Yes, violent crimes devastate individuals, families, and communities. Murder, rape, and robbery are horrific. The perpetrators of such actions should be arrested, tried fairly, convicted, and imprisoned. While in prison, they should have the opportunity to reflect on their behavior, learn new coping and job skills, and be released back into society when appropriate. Or remain there the rest of their lives.

But I don’t think they should be executed. Why? Well, for one reason, it’s estimated that 5 to 10% of all death row inmates have serious mental disabilities. You can’t responsibly dish out the most severe punishment there is to a person who may not have realized what they were doing when they committed a crime.

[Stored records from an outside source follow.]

PR #388, opened 2026-07-23
Use a better file picker

nbrownus:
Trade `file_picker` for `file_selector` and drop temporary files

### DIFF
--- a/lib/main.dart
+++ b/lib/main.dart
@@ -59,7 +59,6 @@ class AppState extends State<App> {
 
   @override
   void initState() {
-    // Waits until here so the binding is up, main runs before anyone has made one
     unawaited(Utils.clearLegacyPickedFiles());
 
     //TODO: wait until settings is ready?
--- a/lib/main.dart
+++ b/lib/main.dart
@@ -59,6 +59,9 @@ class AppState extends State<App> {
 
   @override
   void initState() {
+    // Waits until here so the binding is up, main runs before anyone has made one
+    unawaited(Utils.clearLegacyPickedFiles());
+
     //TODO: wait until settings is ready?
     settings.onChange().listen((_) {
       setState(() {
--- a/lib/services/utils.dart
+++ b/lib/services/utils.dart
@@ -2,10 +2,13 @@ import 'dart:io';
 
 import 'package:file_selector/file_selector.dart';
 import 'package:flutter/material.dart';
+import 'package:logging/logging.dart';
 import 'package:mobile_nebula/main.dart';
 import 'package:path/path.dart' as p;
 import 'package:path_provider/path_provider.dart';
 import 'package:url_launcher/url_launcher_string.dart';
+
+final _log = Logger('utils');
 
 class Utils {
   /// Minimum size (width or height) of a interactive component
@@ -128,7 +131,7 @@ class Utils {
     }
   }
 
-  static Future<String?> pickFile(BuildContext context) async {
+  static Future<String?> pickFile() async {
     final file = await openFile();
     if (file == null) {
       return null;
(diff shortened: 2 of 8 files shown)


lib/services/utils.dart
```diff
@@ -127,14 +129,52 @@ class Utils {
   }
 
   static Future<String?> pickFile(BuildContext context) async {
```
johnmaguire: nit: `context` is unused now

lib/services/utils.dart
```diff
@@ -127,14 +129,52 @@ class Utils {
...
       return null;
     }
 
-    final file = File(result.files.first.path!);
-    return file.readAsString();
+    final content = await file.readAsString();
+
+    // We get a copy, not the original, so don't leave a plaintext key sitting around
+    try {
+      await File(file.path).delete();
```
johnmaguire: Android drops each copy in its own `<cacheDir>/<uuid>/`, and the plugin's `targetDirectory.deleteOnExit()` (`FileUtils.java:130`) never fires there - the javadoc attempts deletion only on *normal* VM termination, which an Android process kill is not. Worth adding a non-recursive `.parent.delete()` here; it throws harmlessly into the existing catch on iOS, where the parent is shared.

```suggestion
      await File(file.path).delete();
      // Android drops each copy in its own <cacheDir>/<uuid>/; fails harmlessly
      // on iOS where the parent is shared
      await File(file.path).parent.delete();
```

lib/services/utils.dart
```diff
@@ -127,14 +129,52 @@ class Utils {
...
+    } catch (err) {
+      // Ignoring file delete errors
```
johnmaguire: Possible plaintext key material stayed on disk, maybe worth a log at least

lib/services/utils.dart
```diff
@@ -127,14 +129,52 @@ class Utils {
...
+    return content;
+  }
+
+  /// Deletes copies left behind by file_picker, which we used to use. It only cleared
+  /// its cache on the next pick, so the last thing anyone imported is still in there.
+  static Future<void> clearLegacyPickedFiles() async {
+    try {
+      final cacheDir = await getTemporaryDirectory();
+      final legacyCache = Directory(p.join(cacheDir.path, 'file_picker'));
+      if (legacyCache.existsSync()) {
```
johnmaguire: `existsSync` / `deleteSync` / `listSync` block the isolate during startup for no benefit, since this is already fire-and-forget. The dart:io docs say it directly at `file_system_entity.dart:230`: "prefer the asynchronous version to avoid blocking your program."

```suggestion
      if (await legacyCache.exists()) {
        await legacyCache.delete(recursive: true);
      }
```

lib/services/utils.dart
```diff
@@ -127,14 +129,52 @@ class Utils {
...
+        legacyCache.deleteSync(recursive: true);
+      }
+    } catch (err) {
+      // Ignoring cleanup errors
+    }
+
+    // iOS document imports land in <tmp>/<bundle id>-Inbox. systemTemp because
```
johnmaguire: I could not confirm anywhere that `.import` stages into `<tmp>/<bundle id>-Inbox`. Apple's picker docs do not say, and the archived File System guide's `Documents/Inbox` entry describes a different API (UIDocumentInteractionController and Mail attachments, not the picker). Worth a one-line `debugPrint` of the path `openFile()` returns on a device before merging, because if it is not under `systemTemp` then the whole iOS branch below matches nothing and is dead code.

lib/services/utils.dart
```diff
@@ -127,14 +129,52 @@ class Utils {
...
+    // path_provider points getTemporaryDirectory at Library/Caches, not tmp, and it
+    // is only our sandbox on iOS. Inboxes only, Share is using the rest of tmp.
```
johnmaguire: I think this premise is inverted. `Share` writes to `getTemporaryDirectory()` (`lib/services/share.dart:24`), which path_provider_foundation maps to `NSCachesDirectory` on iOS - `path_provider_foundation_real.dart:41`, pinned at 2.6.0 in the lockfile. Share never touches tmp, so there is nothing of ours here to protect from a wider sweep.

lib/services/utils.dart
```diff
@@ -127,14 +129,52 @@ class Utils {
...
+    if (!Platform.isIOS) {
+      return;
+    }
+
+    try {
+      for (final entry in Directory.systemTemp.listSync()) {
+        if (entry is Directory && entry.path.endsWith('-Inbox')) {
```
johnmaguire: Blocking, I think. file_picker 12 does not hand back the `-Inbox` path - it copies to a loose file at the top of tmp. `IOSFilePickerHandler.swift:208` calls `copyToTemporaryDirectory`, defined at `:334-345`, which writes to `NSTemporaryDirectory()/<filename>`. So this filter walks straight past the plaintext key it exists to delete.

That file is exactly what the old `FilePicker.clearTemporaryFiles()` used to remove, since it wiped every entry in tmp (`:308-320`) - which means after this upgrade the last-imported key stays on disk permanently, the failure mode the method is named for.

```suggestion
        if (entry is File || (entry is Directory && entry.path.endsWith('-Inbox'))) {
          entry.deleteSync(recursive: true);
        }
```

pubspec.yaml
```diff
@@ -23,16 +23,15 @@ dependencies:
     sdk: flutter
 
   path_provider: ^2.0.11
-  # 12.0.0 drops the DKImagePickerController dependency chain on iOS in favor of
-  # PHPickerViewController, keeping photo library permissions out of our binary
-  file_picker: ^12.0.0-beta.7
+  # We only pick documents (certs, keys, configs). file_selector is first party and
+  # has no media picker code, so photo library permissions can never sneak into our binary
+  file_selector: ^1.1.0
```
johnmaguire, line 28: FYI: the allowed-type root narrows from `public.item` (file_picker `IOSFilePickerHandler.swift:67`) to `public.data` (`file_selector_ios.dart:54`, pinned 0.5.3+5). Should be invisible for certs, keys and YAML, but it is a real behavior change. Claude suggests testing the Files-app-via-iCloud at least.

lib/main.dart
```diff
@@ -59,6 +59,9 @@ class AppState extends State<App> {
 
   @override
   void initState() {
+    // Waits until here so the binding is up, main runs before anyone has made one
```
johnmaguire: I don't quite follow the comment, fwiw

pubspec.yaml
nbrownus: Tested icloud and it works fine 👍

lib/services/utils.dart
```diff
@@ -126,15 +131,60 @@ class Utils {
...
-    if (result == null) {
+  static Future<String?> pickFile() async {
+    final file = await openFile();
+    if (file == null) {
       return null;
     }
 
-    final file = File(result.files.first.path!);
-    return file.readAsString();
+    final content = await file.readAsString();
```
johnmaguire, line 140: Blocking: decode the selected bytes as UTF-8 explicitly here. The locked file_selector_android 0.5.2+8 constructs the result with XFile.fromData(file.bytes, ...): [file_selector_android source](https://github.com/flutter/packages/blob/a89dc58e2bc2d511a49249ed90039df7ebc71ec2/packages/file_selector/file_selector_android/lib/src/file_selector_android.dart#L59-L71). The locked cross_file 0.3.5+4 handles that byte-backed readAsString call with String.fromCharCodes(_bytes), not the requested UTF-8 decoder: [cross_file source](https://github.com/flutter/packages/blob/b967797f07f1e4fc4fb264f5c8e5181b1385d9d9/packages/cross_file/lib/src/types/io.dart#L113-L120). UTF-8 bytes [0xC3, 0xA9] therefore become U+00C3 U+00A9 instead of U+00E9, silently corrupting non-ASCII YAML on Android. Dart documents that [String.fromCharCodes treats its input as character codes](https://api.dart.dev/dart-core/String/String.fromCharCodes.html), while [Utf8Decoder converts UTF-8 bytes to text](https://api.dart.dev/dart-convert/Utf8Decoder-class.html). Please import dart:convert and use utf8.decode(await file.readAsBytes()).

lib/services/utils.dart
```diff
@@ -126,15 +131,60 @@ class Utils {
...
+
+    // It is a copy, so don't leave a plaintext key around. Android puts each in its own
+    // <cacheDir>/<uuid>/, so drop the empty parent too; on iOS that throws into the catch.
+    try {
```
johnmaguire, line 144: Cleanup gap: the read on line 140 occurs before this try block, so a read or decode error skips deletion. On iOS, the pinned plugin creates UIDocumentPickerViewController in import mode and returns its path as a path-backed XFile: [native source](https://github.com/flutter/packages/blob/03299cdac3c97877daee7583057ee45ff6372ece/packages/file_selector/file_selector_ios/ios/file_selector_ios/Sources/file_selector_ios/FileSelectorPlugin.swift#L61-L69) and [Dart source](https://github.com/flutter/packages/blob/03299cdac3c97877daee7583057ee45ff6372ece/packages/file_selector/file_selector_ios/lib/file_selector_ios.dart#L24-L35). [Apple documents](https://developer.apple.com/library/archive/documentation/FileManagement/Conceptual/DocumentPickerProgrammingGuide/AccessingDocuments/AccessingDocuments.html) that import mode supplies a temporary copy in the app sandbox that remains available until the app closes. A path-backed XFile delegates readAsString to File.readAsString, whose default UTF-8 decoder rejects malformed input: [cross_file source](https://github.com/flutter/packages/blob/b967797f07f1e4fc4fb264f5c8e5181b1385d9d9/packages/cross_file/lib/src/types/io.dart#L113-L120) and [Utf8Decoder docs](https://api.dart.dev/dart-convert/Utf8Decoder/Utf8Decoder.html). Please wrap the read and return in an outer try/finally, retaining the inner try/catch for best-effort deletion; [Dart documents finally](https://dart.dev/language/error-handling#finally) as the mechanism for cleanup that must run after errors.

Secondly, we hear too many horror stories about half-hearted public defenders and overzealous prosecutors who’ve acted incompetently or unethically, with their actions resulting in the conviction and sentencing of a person to death. We also read, too frequently, about wrongfully convicted individuals–often black and from poor backgrounds–being released from prison after serving time for crimes they did not convict. New evidence comes to light. Witnesses recant testimony. Justice is, finally, served. Fortunately, we are able to set these people free and let them salvage what’s left of their lives. That option is not available if these people are executed.

But I still advocate the expansion of capital punishment. Just not for violent criminals. I advocate it for white collar criminals. Why? The social damage of the illegal behavior of white collar criminals is exponentially greater than that of violent criminals. Think about it: if a man or woman murders another person, the pain is felt by the family, friends, and community of the victim. This pain is very real, and I’m not minimizing it at all. But the actions of white collar criminals are felt by entire cities, states, and nations, often for decades. Suffering is widespread and enduring. The punishment, as they say, should fit the crime.

Are you old enough to remember the the savings and loan scandal of the 1980s? That little fiasco cost the American taxpayers an estimated $124 billion. That’s money that could have gone to schools, bridges, scientific research. But it didn’t. It went to clean up a mess that white collar criminals created, then walked away from. You paid for it, and you’re still paying for it.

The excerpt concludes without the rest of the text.